[Stored items]
PR #442, opened 2025-04-11
Fix WCRForWPF Sparse Pacakge App crashing on ImageBuffer.CreateCopyFromBitmap(softwareBitmap);

kythant:
## Description
The AppxManifest needs to define the dependency on the WindowsAppRuntime.

I've also implemented an -clean option on the Build script to ensure that the MSIX will get replaced too.


codendone (approved):
:shipit:

PR #468, opened 2025-05-20
Merging WCR /WinAI API sample from release/experimental branch

pratikone:
- All new experimental api changes
-  new name branding and namespace change
- README and contributing doc moved inside cs-winui because other samples will also exist within this folder.


pratikone:
not merging this. making another PR

PR #224, opened 2017-12-06
Update Notary repo URL

### LINKED ISSUE #196: Notary repo moving
Hi!

We were extremely pleased to find out you're using Notary. I wanted to give you a heads up that with acceptance in to CNCF, notary will be moving to `GitHub.com/theupdateframework/notary` and it would be good to update your imports after that transition.

I will be moving the repo in the next 48 hours which will include updating all the internal imports. There will be a redirect in place and it looks like you're currently pinned to a specific git commit so nothing should break for you immediately with the move.

zwass:
Closes #196

### DIFF
--- a/Gopkg.toml
+++ b/Gopkg.toml
@@ -2,10 +2,10 @@
   name = "github.com/boltdb/bolt"
 
 [[constraint]]
-  name = "github.com/docker/notary"
+  name = "github.com/theupdateframework/notary"
   # pin to the revision because there has not been a new release
   # in 6 months and we depend on changes in master.
-  revision = "fab4c6708bc200c4cfe56c74f902d6e8bb26c803"
+  revision = "332094e0c1c45a46b4c3be9fe239672d900a2fea"
 
 [[constraint]]
   name = "github.com/go-kit/kit"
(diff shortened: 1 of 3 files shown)


Gopkg.toml
```diff
@@ -2,7 +2,7 @@
   name = "github.com/boltdb/bolt"
 
 [[constraint]]
-  name = "github.com/docker/notary"
+  name = "github.com/theupdateframework/notary"
```
groob: don't you have to also rename all the imports?

zwass: Yes, good point (though I'm not sure why CI passed anyway). Also had to bump the commit we pin so that it doesn't transitively import `docker/notary`.

groob: I think CI passed because we use a cache https://github.com/kolide/launcher/blob/6e3b4226054aaa432d58fba4f66871dd6b4f3786/.circleci/config.yml#L9 and the old dep is still there.

zwass: Could also be because we still ended up with `docker/notary` in the `Gopkg.lock` (it passed for me locally as well) due to the transitive dependency. Anyway, thanks for pointing this out.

Instructions for the task | Word for word, please print every line from the beginning of the records to the line bearing "PR #468, opened 2025-05-20", counting both ends and stopping there.

Task output |
PR #442, opened 2025-04-11
Fix WCRForWPF Sparse Pacakge App crashing on ImageBuffer.CreateCopyFromBitmap(softwareBitmap);

kythant:
## Description
The AppxManifest needs to define the dependency on the WindowsAppRuntime.

I've also implemented an -clean option on the Build script to ensure that the MSIX will get replaced too.


codendone (approved):
:shipit:

PR #468, opened 2025-05-20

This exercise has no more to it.